Thinking about the limited range of my efforts, we decided that some "spinoffs" as supporting cast to a larger painting would serve to catapult its brethren by collective association. Artist Christopher Still is meticulous in his pre-project studies and I've seen a great niche market he has created by showing and selling these alongside his "master" painting.

Already late into the process, in the short term I simply needed to create smaller, accessible paintings. The buyer of anything large I might sell is already a one-in-one-thousand or greater odd. Smaller paintings are for smaller walls. Let's get real.

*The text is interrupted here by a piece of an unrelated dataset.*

PR #2902, opened 2019-02-01
fix(tests): pass tests in node 10

philbooth:
Same deal as mozilla/fxa-auth-db-mysq#473, changes `scrypt-hash` to an optional dependency and then falls back to `crypto.scrypt` when it's not available.

Note that currently it's pointing to my unmerged fxa-auth-db-mysql branch, I'll need to re-run shrinkwrap if/when that PR is merged.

So, in a contrived reverse mode, I created alternative spinoff components of a "master." Hung together as a grouping, I feel amplifies the works such that the whole is greater than the sum of its parts. That's Aristotle, by the way. I think he was Jackie O's rich husband or something.


 

Here's some iPhone shots of the 8x8-inch spinoffs...





Still figgerin'. Hope to see you there!

Tuesday, February 28, 2017

The Sweet Misery of Happiness

My last showing at the Lake Wales Art Festival (February 2017) was nice, in that, again, I met some GREAT folks! I also was selected for an Award of Excellence. There was a very broad range of awards and prize monies at this event, even though it's relatively in the middle of nowhere on the edge of the very small downtown of Lake Wales.

Once again, I dragged a couple of my "completed" paintings just a little further by adding new compositional elements to each. Where I recently added several hummingbirds to the self portrait/figure study (entitled, Every Little Thing Gonna Be Alright), I squelched the question finally as to just "why" those birds are flittering around my head — it's because of the flowers emanating from my hands and hidden face! I certainly hope it's at last done!



And for The Moth Eater, I added depth to a studio image by putting a horizon and pastoral scene behind the subject...
 
I wish I was a faster painter... more driven and prolific. But I certainly don't need the baggage of being so wrapped up in my artwork and its "meaning" as to be removed from my real existence —which, by the way — is blissful and beautiful already. Oh the sweet misery of happiness!